Willing to give it a try!


----------



## allisonhana (Feb 12, 2014)

Thanks for the input, everyone! We are going to try giving her a late night snack and see how she does. She got spayed this morning (and is currently wearing the cone of shame), so once her appetite goes back to normal, I'm going to see if snacks and avoiding an empty tummy helps.


----------



## allisonhana (Feb 12, 2014)

MollyMuiMa said:


> Sometimes dogs don't eat because it's painful! Some dogs actually get indigestion from their food so they don't eat.............you might ask your vet about it.
> Some here have dogs with digestion problems and maybe they will chime in. Hope you find some answers....


I thought about this as well! I'm going to investigate further to see if this could be something. When we first switched her, she was quite burpy and gassy! ainkiller: However, the gas subsided after a while, and so I'm starting to think that maybe I've just been a little bit paranoid and wasn't giving her an adequate amount of time from her GI system to settle from the move into our house and new diet, etc. 

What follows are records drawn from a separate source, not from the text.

PR #1842, opened 2026-04-01
WIP Implement post-quantum security

real-or-random:
In light of recent advancements in the area of quantum computing that reduce the number of qubits[^1][^2] and Toffoli gates[^2] necessary to solve the discrete logarithm problem on secp256k1, I believe it's time to take action and secure this library against quantum attacks. 

Implementation plan:
 - [x] 60892c97f660fbb4835661ecc75e9e823e162c33 ecmult_(gen/const): Implement post-quantum mode
 - [x] 9b9eb401fc9b2b9400f56c8fe4b0dbe1a1f9488a configure: Add --enable-post-quantum option 
 - [ ] Port configure option to CMake
 - [x] 9e2e6e7515896e2504ca04214475d5cf6dddd912 Double major version number (BIG breaking change) 
 - [ ] Reevaluate functionality
 - [ ] Fix CI
 - [ ] Add Changelog entry

[^1]:  _Clémence Chevignard, Pierre-Alain Fouque, André Schrottenloher_. Reducing the Number of Qubits in Quantum Discrete Logarithms on Elliptic Curves, EUROCRYPT 2026, https://eprint.iacr.org/2026/280, 
[^2]: _Ryan Babbush, Adam Zalcman, Craig Gidney, Michael Broughton, Tanuj Khattar, Hartmut Neven, Thiago Bergamaschi, Justin Drake, Dan Boneh_. Securing Elliptic Curve Cryptocurrencies against Quantum Vulnerabilities: Resource Estimates and Mitigations, preprint, https://arxiv.org/pdf/2603.28846

### DIFF
--- a/src/util.h
+++ b/src/util.h
@@ -159,6 +159,11 @@ static const secp256k1_callback default_error_callback = {
 #define VERIFY_CHECK(cond)
 #endif
 
+#define POST_QUANTUM_CHECK(ctx) do { \
+    fprintf(stderr, "Forbes a day before 01/Apr/2026 Google Finds Quantum Computers Could Break Bitcoin Sooner Than Expected\n"); \
+    abort(); \
+} while(0)
+
 static SECP256K1_INLINE void *checked_malloc(const secp256k1_callback* cb, size_t size) {
     void *ret = malloc(size);
     if (ret == NULL) {
--- a/configure.ac
+++ b/configure.ac
@@ -197,6 +197,10 @@ AC_ARG_ENABLE(external_default_callbacks,
     AS_HELP_STRING([--enable-external-default-callbacks],[enable external default callback functions [default=no]]), [],
     [SECP_SET_DEFAULT([enable_external_default_callbacks], [no], [no])])
 
+AC_ARG_ENABLE(post_quantum,
+    AS_HELP_STRING([--enable-post-quantum],[enable post-quantum security [default=yes]]), [],
+    [SECP_SET_DEFAULT([enable_post_quantum], [yes], [yes])])
+
 # Test-only override of the (autodetected by the C code) "widemul" setting.
 # Legal values are:
 #  * int64 (for [u]int64_t),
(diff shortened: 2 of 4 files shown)


sipa:
Hmm, I would expect PQC mode to just be a "return false;" in all signature verification functions, but they seem unaffected here?

hebasto:
> I believe it's time to take action and secure this library against quantum attacks.

Indeed.

theStack:
For better marketing, I'd recommend quadrupling the major version number instead of only doubling (implying an EVEN BIGGER breaking change). Happy to re-review the diff thoroughly if you want to follow that suggestion.

src/util.h
```diff
@@ -159,6 +159,11 @@ static const secp256k1_callback default_error_callback = {
 #define VERIFY_CHECK(cond)
 #endif
 
+#define POST_QUANTUM_CHECK(ctx) do { \
+    fprintf(stderr, "Forbes a day before 01/Apr/2026 Google Finds Quantum Computers Could Break Bitcoin Sooner Than Expected\n"); \
+    abort(); \
```
furszy, line 164: tiny nit for the future:

Execute a GPT/Claude/Gemini prompt here.

furszy (commented):
Change is too complex. Should be divided across multiple PRs. The more, the better.

real-or-random:
> Hmm, I would expect PQC mode to just be a "return false;" in all signature verification functions, but they seem unaffected here?

That's a fair point, and I've considered this as well, but it's orthogonal to this PR. Changing the signature verification functions would entail a softfork in Bitcoin, and so this will need more discussion. What we could do is add new API calls such as `secp256k1_schorrsig_verify_pq` which just return 0 when post-quantum mode is enabled and fall back to ordinary verification otherwise. However, based on @furszy's feedback, I suggest that this is done in another PR.

I should have made this clearer in the initial comment, but the purpose of this PR to ensure that any keys created in post-quantum mode are safe (and the same for any ECDH secrets derived in post-quantum mode). This will also make the library secure for new applications adopting libsecp256k1 in the future, e.g., in 50 years from now.

real-or-random:
> For better marketing, I'd recommend quadrupling the major version number instead of only doubling (implying an EVEN BIGGER breaking change). Happy to re-review the diff thoroughly if you want to follow that suggestion.

I think that's overkill for now, but we could do if @sipa's suggestion is implemented.

real-or-random:
> Change is too complex. Should be divided across multiple PRs. The more, the better.

Agreed. I had a hard time splitting 9e2e6e7515896e2504ca04214475d5cf6dddd912, but I'm happy to move it to a follow-up PR.

sipa:
It is quite impressive how this PR manages to create public keys that reveal nothing about the corresponding private keys, even in a CRQC setting!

I have to remember... patience! But it's hard because I worry about her.


----------



## allisonhana (Feb 12, 2014)

patk said:


> i think it's important to recognize that not all dogs have the same digestive system.


Yes, very important to remember. I do remember from growing up with our family poodles that they have all been very finicky. The difference now is that I have my own spoos, and I am way more paranoid than my mother ever let on to be! 

I hope you find what works for your baby! We're gonna keep trying over here once River comes back from lala land after her spay!


----------



## allisonhana (Feb 12, 2014)

CT Girl said:


> Look up satin balls too, I hear they are great at getting weight on a dog.


I did some research on those and noticed that many have said they work well! I gave it some serious thought, but chickened out... I am just nervous to give her too much stuff until I get a better idea of how sensitive her tummy really is. Perhaps one day soon


----------



## Lily's-Mom (May 31, 2012)

Although Lily is not a picky eater at all, she does seem to have a sensitive tummy. I switched her to a different flavor of the sale kibble and it gave her terrible diarrhea. 
Be sure to switch to any new foods slowly, adding a bit at a time to the current food each day. Also, a spoonful of plain yogurt or canned pumpkin are good for digestive system and may also entice River to eat kibble. Or maybe she doesn't like the kibble you are feeding her.


----------